39.     A clean receipt by the company in the form of a Carries Bill of loading, Consignment notes etc., shall be evidence of delivery and of dispatched quantity.

40.     The company will use its best endeavours to deliver your order by the quoted delivery date but the company will not be liable for delays, shortages or non-delivery arising from circumstances beyond its reasonable control. Deliveries from stock are offered subject to being unsold on receipt of order.

41.     The company reserves the right to refuse cancellation of any order.

42.     All warranties, descriptions, representations and conditions as to fitness, suitability for any purpose, tolerance to any conditions or otherwise whether of a like nature or not and whether expressed or implied by law, trade custom or otherwise are expressly excluded.  No agent or representative of the company is authorised to make any representations, statements, warranties, conditions or agreements not expressly set forth in these terms and conditions of sale and the company is not in any way bound by any such unauthorised statements nor can any such statements be taken to form part of any contract with the company collateral to the contract.
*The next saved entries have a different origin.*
Issue #2521, opened 2026-08-24
[BUG] Step Functions (SFN): unresolvable JSONPath in a payload template yields null instead of failing with States.Runtime


anikolaiev:
### Is there an existing issue for this?

- [x] I have searched the existing issues

### Current Behavior

A JSONPath payload template field (`"name.$": "$.some.path"`) whose path does not match the input resolves to `null` and the state succeeds. Real AWS and Step Functions Local fail the execution with `States.Runtime`.

State machine:

```json
{
  "StartAt": "Pick",
  "States": {
    "Pick": {
      "Type": "Pass",
      "Parameters": { "missing.$": "$.nope.deep" },
      "End": true
    }
  }
}
```

Started with input `{"other": 1}`.

Floci:

```json
{ "status": "SUCCEEDED", "output": "{\"missing\":null}" }
```

Step Functions Local 2.0.0:

```json
{ "status": "FAILED" }
```

with `executionFailedEventDetails.cause`:

> The JSONPath '$.nope.deep' specified for the field 'missing.$' could not be found in the input '{"other":1}'

### Expected Behavior

The state fails with `States.Runtime` and a cause naming the unresolvable path and field, so `Catch` and `Retry` can act on it.

### How are you starting Floci?

Docker image built from `main` (`257e004`), `docker/Dockerfile`.

### Steps To Reproduce

```bash
aws stepfunctions create-state-machine --endpoint-url http://localhost:4566 \
  --name JsonPathTest --role-arn arn:aws:iam::123456789012:role/DummyRole \
  --definition file://sm.json
# -> arn:aws:states:eu-west-1:000000000000:stateMachine:JsonPathTest

aws stepfunctions start-execution --endpoint-url http://localhost:4566 \
  --state-machine-arn arn:aws:states:eu-west-1:000000000000:stateMachine:JsonPathTest \
  --name jp1 --input '{"other":1}'

aws stepfunctions describe-execution --endpoint-url http://localhost:4566 \
  --execution-arn arn:aws:states:eu-west-1:000000000000:execution:JsonPathTest:jp1
# -> "status": "SUCCEEDED", "output": "{\"missing\":null}"
```

### Anything else?

This affects JSONPath state machines only; it is unrelated to JSONata's documented "unresolved reference yields nothing" semantics.

[...]

PR #3002, opened 2026-09-03
feat(stepfunctions): close ASL gaps in intrinsics, Choice, StartExecution and ResultPath

guiscaranse:
## Summary

Five independent Amazon States Language conformance gaps, one per commit. Each is a case where Floci accepted a definition or an execution that AWS handles differently, and four of the five failed silently rather than erroring.

- **Intrinsics** (`feat`): `States.Base64Encode`, `Base64Decode`, `StringSplit`, `ArrayGetItem` and `Hash` aborted execution with `States.Runtime "Unsupported intrinsic function"`. All five are implemented in JSONPath mode following the existing `States.JsonMerge` pattern: RFC 4648 Basic codec over UTF-8 with a 10,000 code-point cap; `StringSplit` treating the delimiter as a set of code points and omitting empty segments; zero-based `ArrayGetItem` rejecting non-integer, negative and out-of-range indexes; `Hash` over an explicit MD5/SHA-1/SHA-256/SHA-384/SHA-512 allow-list. Argument and data failures raise the catchable `States.IntrinsicFailure`, leaving `States.Runtime` for a malformed or unrecognised call.

- **Choice comparators**: only 18 of the 39 documented data-test comparators existed. Every unrecognised one, including `NumericGreaterThanEqualsPath`, the `String*Path` ordering variants, the whole `Timestamp*` family and `IsTimestamp`, fell off the end of the comparison chain and evaluated silently false, so the Choice took its `Default` branch: a workflow routing on `>=` took the wrong path with no error, log line or history annotation. New `ChoiceOperators` is the single source of truth for all 39 operators, their evaluation and their rule validation, shared by `AslExecutor.evaluateCondition` and `StepFunctionsService.validateState` so runtime and create/update cannot disagree. Comparisons are now type-strict: a mismatched JSON type compares false rather than coercing, where previously a missing path compared equal to numeric `0` and numeric `5` matched string `"5"`. Numerics compare via `BigDecimal`, timestamps via an RFC 3339 lexical gate then instant comparison, and `StringMatches` honours `\*` and `\\` while rejecting a dangling escape. Invalid rules are rejected at `CreateStateMachine`/`UpdateStateMachine`/`ValidateStateMachineDefinition`, with a `States.Runtime` backstop at evaluation time for already-persisted definitions.

- **StartExecution idempotency**: any name collision was rejected with `ExecutionAlreadyExists`, and the check-and-create ran unsynchronized, so two concurrent same-name starts could both create and launch an execution. AWS treats a STANDARD start with the same name *and* the same input, while the original is still `RUNNING`, as an idempotent success that returns the original. The check-and-create is now serialized, and a matching input returns the existing execution while a different input or a closed execution still conflicts. EXPRESS keeps the conflict behaviour, since AWS gives it no idempotency guarantee.

- **Nested startExecution**: the optimized `states:startExecution` integration ignored the Task's `Name` and re-serialized the resolved `Input` unconditionally, so an `Input` built with `States.JsonToString(<object>)` was double-encoded and the child received a JSON string literal instead of the object. New `NestedExecutionInput` encodes the child input by provenance, sharing the intrinsic function-name parse with `AslExecutor.evaluateIntrinsic` so the two cannot drift. `Name`/`Name.$` is honoured, and a supplied `Name` that does not resolve to a non-empty string fails with `States.Runtime` rather than silently generating one.

- **ResultPath**: when a state's `ResultPath` addressed an object member (`$.field`) but the state input was not a JSON object, Floci silently discarded the input and returned the bare result, where AWS fails with `States.ResultPathMatchFailure`. The merge moves into a unit-testable `ResultPathMerge`, and a failure raised while applying a matched Catcher's own `ResultPath` now propagates under its real error name instead of being relabelled `States.Runtime`.

Tests: `AslExecutorIntrinsicFunctionsTest` (AWS doc examples, edge cases, execution-level `Catch`, Parameters-path wiring, and a nine-existing-intrinsic regression), `ChoiceOperatorsTest` and `AslExecutorChoiceRuntimeTest`, `StepFunctionsServiceStartExecutionIdempotencyTest` and `...RaceTest`, `NestedExecutionInputTest` and `AslExecutorNestedStartExecutionTest`, `ResultPathMergeTest` and `AslExecutorResultPathTest`.

Behaviour changes, all toward AWS: definitions relying on loose Choice coercion or a silently-false unknown comparator now fail loudly; a `$.field` `ResultPath` over a scalar or array input now fails instead of dropping the input; a `States.JsonToString(<object>)` nested `Input` now reaches the child as an object.

Known limitations: leap-second and >9-fractional-digit timestamps are treated as invalid; closed execution names are not reusable after AWS's 90-day uniqueness window (Floci conflicts for the process lifetime); the StartExecution lock is one global monitor rather than per-name; `$[...]`-style ResultPaths are still not applied, and a `$.a.b` path whose `$.a` is a scalar is overwritten rather than failing; JSONata `Arguments` and colliding `Input`/`Input.$` templates are out of scope.

Refs #2522: this implements 5 of the 9 intrinsics listed there (`ArrayGetItem`, `Base64Encode`, `Base64Decode`, `Hash`, `StringSplit`). `ArrayPartition`, `ArrayRange`, `ArrayUnique` and `MathRandom` remain, so the issue stays open.

Related but not addressed here: #2521 (an unresolvable JSONPath in a *payload template* yields null instead of failing) is the same fail-loud theme on a different code path, and #2927 (`States.Format` taking its template argument literally) is untouched, though every argument of the five new intrinsics does resolve through `resolveIntrinsicArg`.

## Type of change

- [ ] Bug fix (`fix:`)
- [x] New feature (`feat:`)
- [ ] Docs / chore

## AWS Compatibility

Verified against the ASL specification rather than a live account: the Choice-state spec for all `*Path` and `Timestamp*` comparators and for rejecting unknown comparators at create time (AWS returns `InvalidDefinition` / `SCHEMA_VALIDATION_FAILED`); the intrinsic-function reference for the five added functions, including the AWS doc examples; the `StartExecution` idempotency contract; the payload-template and `States.JsonToString` semantics for a nested execution's input and name; and the `ResultPath` rule that a non-applicable path is `States.ResultPathMatchFailure` rather than a silent discard. No request or response shapes change.

## Checklist

### DIFF
--- a/src/main/java/io/github/hectorvent/floci/services/stepfunctions/AslExecutor.java
+++ b/src/main/java/io/github/hectorvent/floci/services/stepfunctions/AslExecutor.java
@@ -2816,19 +2816,13 @@ public class AslExecutor {
             return result;
         }
         String resultPath = stateDef.get("ResultPath").asText();
-        if (resultPath == null || resultPath.equals("null")) {
-            return input;
+        try {
+            return ResultPathMerge.merge(input, resultPath, result, objectMapper);
+        } catch (ResultPathMerge.ResultPathMatchException e) {
+            // AWS fails a non-applicable ResultPath with States.ResultPathMatchFailure rather than
+            // silently discarding the state input.
+            throw new FailStateException("States.ResultPathMatchFailure", e.getMessage());
         }
-        if ("$".equals(resultPath)) {
-            return result;
-        }
-        // Merge result into input at the given path
-        if (!input.isObject()) {
-            return result;
-        }
-        ObjectNode merged = input.deepCopy();
-        setPath(merged, resultPath, result);
-        return merged;
     }
 
     private JsonNode applyOutputPath(JsonNode stateDef, JsonNode input, JsonNode output) {
@@ -3770,28 +3764,6 @@ public class AslExecutor {
             return s.substring(1, s.length() - 1);
         }
         return s;
-    }
-
-    private void setPath(ObjectNode root, String path, JsonNode value) {
-        if (!path.startsWith("$.") && !"$".equals(path)) {
-            return;
-        }
-        if ("$".equals(path)) {
-            return;
-        }
-        String[] parts = path.substring(2).split("\\.");
-        ObjectNode current = root;
-        for (int i = 0; i < parts.length - 1; i++) {
-            JsonNode next = current.path(parts[i]);
-            if (!next.isObject()) {
-                ObjectNode newNode = objectMapper.createObjectNode();
-                current.set(parts[i], newNode);
-                current = newNode;
-            } else {
-                current = (ObjectNode) next;
-            }
-        }
-        current.set(parts[parts.length - 1], value);
     }
 
     // ──────────────────────────── History helpers ────────────────────────────
--- a/src/main/java/io/github/hectorvent/floci/services/stepfunctions/AslExecutor.java
+++ b/src/main/java/io/github/hectorvent/floci/services/stepfunctions/AslExecutor.java
@@ -67,12 +67,16 @@ import org.jboss.logging.Logger;
 
 import java.net.URI;
 import java.nio.charset.StandardCharsets;
+import java.security.MessageDigest;
+import java.security.NoSuchAlgorithmException;
 import java.time.Instant;
 import java.time.ZoneOffset;
 import java.time.format.DateTimeFormatter;
 import java.util.ArrayList;
+import java.util.Base64;
 import java.util.HashMap;
 import java.util.HashSet;
+import java.util.HexFormat;
 import java.util.Iterator;
 import java.util.LinkedHashMap;
 import java.util.List;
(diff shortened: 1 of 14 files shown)


pgermosen (approved):
Went deep on the new comparator engine, the five intrinsics, and the StartExecution locking rather than skimming given the size. The type-strictness rules and the StringMatches regex compilation check out against the ASL spec, and I checked all five intrinsics against AWS's live docs directly. Small bonus along the way: verified the States.Hash SHA-1 worked example independently and AWS's own doc example is actually missing a character, your implementation produces the correct 40-char hash regardless, so nothing to fix there, just noting it.

The StartExecution idempotency contract matches AWS's documented behavior exactly, STANDARD plus matching input plus still-RUNNING returns the original, EXPRESS correctly gets no such guarantee. And the ResultPath/NestedExecutionInput extractions are scoped tightly to the actual bugs, the other known limitations are left alone rather than quietly expanded.

Nothing outstanding.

43.     The liability of the company whether in contract tort or otherwise for any loss, damage or inquiry arising directly or indirectly from any defect in non-compliance of the goods or form any other breach of the company's obligations hereunder shall not be liable for any consequential, indirect or special damage or loss of any kind whatsoever nor shall the company be liable for any damage or loss caused by the customer's servants, agents, customers or other persons whatsoever.

44.     Return of goods will be accepted only by arrangement, and if of standard manufacture and in good condition. Usually this will require freight on return prepaid.

45.     Freight policy: the purchaser will pay the cost of freight unless prior arrangements have been made with the Company from whom the goods have been purchased.